PR #3096, opened 2019-12-03
Use named pasteboard when external paste disabled

bbirman:


libs/SalesforceSDKCore/SalesforceSDKCore/Classes/Common/SalesforceSDKManager.m
```diff
@@ -742,6 +745,7 @@ - (void)handleAuthCompleted:(NSNotification *)notification
     // Will set up the passcode timer for auth that occurs out of band from SDK Manager launch.
     [SFSecurityLockout setupTimer];
     [SFSecurityLockout startActivityMonitoring];
+    [self swizzlePasteboardIfNeeded];
```
trooper2013: @bbirman Isn't this linked only to Debug Mode?

libs/SalesforceSDKCore/SalesforceSDKCore/Classes/Common/SalesforceSDKManager.m
```diff
@@ -775,6 +779,10 @@ - (void)handlePostLogout
     [SFSecurityLockout cancelPasscodeScreen];
     [SFSecurityLockout stopActivityMonitoring];
     [SFSecurityLockout removeTimer];
+    if (pasteboardSwizzled) {
+        // Reset to original implementations
+        [self swizzlePasteboard];
```
trooper2013: @bbirman Why do we need to swizzle here?

libs/SalesforceSDKCore/SalesforceSDKCore/Classes/Common/SalesforceSDKManager.m
```diff
@@ -789,6 +797,7 @@ - (void)handleUserDidSwitch:(SFUserAccount *)fromUser toUser:(SFUserAccount *)to
 {
     [SFSecurityLockout setupTimer];
     [SFSecurityLockout startActivityMonitoring];
+    [self swizzlePasteboardIfNeeded];
```
trooper2013: Same question. Disabling cut&paste is a managed preference for app. So why do we need to check here again?

libs/SalesforceSDKCore/SalesforceSDKCore/Classes/Common/SalesforceSDKManager.m
```diff
@@ -870,6 +878,22 @@ - (void)clearClipboard
...
 
+- (void)swizzlePasteboardIfNeeded {
+    BOOL externalPasteDisabled = [SFManagedPreferences sharedPreferences].shouldDisableExternalPasteDefinedByConnectedApp;
+    if ((externalPasteDisabled && !pasteboardSwizzled) || (!externalPasteDisabled && pasteboardSwizzled)) {
+        [self swizzlePasteboard];
+    }
+}
+
+- (void)swizzlePasteboard {
+    method_exchangeImplementations(class_getClassMethod([UIPasteboard class], @selector(generalPasteboard)), class_getInstanceMethod([SalesforceSDKManager class], @selector(sdkPasteboard)));
```
trooper2013: This swizzle should be run only once in the app. I think we should swizzle for sure and decide which pasteboard to use in the swizzled method. i.e. we should check the managed preference within the swizzled method. What do u think?

libs/SalesforceSDKCore/SalesforceSDKCore/Classes/Common/SalesforceSDKManager.m
bbirman: It's configured on the connected app so it could change between users on different orgs, this would check if it needs to be changed to the named pasteboard or to the general one depending on the current state and the setting

libs/SalesforceSDKCore/SalesforceSDKCore/Classes/Common/SalesforceSDKManager.m
bbirman: So we'd keep the general pasteboard's implementation, swizzle with a new pasteboard method and then that method would either return the sdk's named pasteboard or the original general pasteboard?

libs/SalesforceSDKCore/SalesforceSDKCore/Classes/Common/SalesforceSDKManager.m
```diff
@@ -142,6 +139,12 @@ + (void)initialize {
         // For dev support
         method_exchangeImplementations(class_getInstanceMethod([UIWindow class], @selector(motionEnded:withEvent:)), class_getInstanceMethod([UIWindow class], @selector(sfsdk_motionEnded:withEvent:)));
 
+        // Pasteboard
```
trooper2013: @bbirman why are we doing this here in the sfsdk_motionEnded?

libs/SalesforceSDKCore/SalesforceSDKCore/Classes/Common/SalesforceSDKManager.m
```diff
@@ -139,6 +139,12 @@ + (void)initialize {
...
```
bcriscuolo: @bbirman I believe that swizzling guidance is to call during `+load`. Summary here: https://nshipster.com/method-swizzling/ (while not the definitive answer, nshipster has been a good summary reference).

`+initialize` _should_ work within the context of the SalesforceSDKManager (as it is not a category) but it feels like moving to recommended patterns may be better, esp at this core level.

libs/SalesforceSDKCore/SalesforceSDKCore/Classes/Common/SalesforceSDKManager.m
```diff
@@ -185,6 +191,14 @@ + (instancetype)sharedManager {
     return sdkManager;
 }
 
++ (UIPasteboard *)sdkPasteboard {
```
bcriscuolo: 👍

libs/SalesforceSDKCore/SalesforceSDKCore/Classes/Common/SalesforceSDKManager.m
bcriscuolo: @bbirman any thoughts on the above?

bbirman: It’s updated in #3099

◆ ◆ ◆ ◆ ◆

WHAT THE TASK ASKS
Could you reproduce, exactly, every line above from the line with "trooper2013: @bbirman Why do" to the line with "trooper2013: This swizzle", and no other line? Both ends count.

RESULT OF THE TASK
trooper2013: @bbirman Why do we need to swizzle here?

libs/SalesforceSDKCore/SalesforceSDKCore/Classes/Common/SalesforceSDKManager.m
```diff
@@ -789,6 +797,7 @@ - (void)handleUserDidSwitch:(SFUserAccount *)fromUser toUser:(SFUserAccount *)to
 {
     [SFSecurityLockout setupTimer];
     [SFSecurityLockout startActivityMonitoring];
+    [self swizzlePasteboardIfNeeded];
```
trooper2013: Same question. Disabling cut&paste is a managed preference for app. So why do we need to check here again?

libs/SalesforceSDKCore/SalesforceSDKCore/Classes/Common/SalesforceSDKManager.m
```diff
@@ -870,6 +878,22 @@ - (void)clearClipboard
...
 
+- (void)swizzlePasteboardIfNeeded {
+    BOOL externalPasteDisabled = [SFManagedPreferences sharedPreferences].shouldDisableExternalPasteDefinedByConnectedApp;
+    if ((externalPasteDisabled && !pasteboardSwizzled) || (!externalPasteDisabled && pasteboardSwizzled)) {
+        [self swizzlePasteboard];
+    }
+}
+
+- (void)swizzlePasteboard {
+    method_exchangeImplementations(class_getClassMethod([UIPasteboard class], @selector(generalPasteboard)), class_getInstanceMethod([SalesforceSDKManager class], @selector(sdkPasteboard)));
```
trooper2013: This swizzle should be run only once in the app. I think we should swizzle for sure and decide which pasteboard to use in the swizzled method. i.e. we should check the managed preference within the swizzled method. What do u think?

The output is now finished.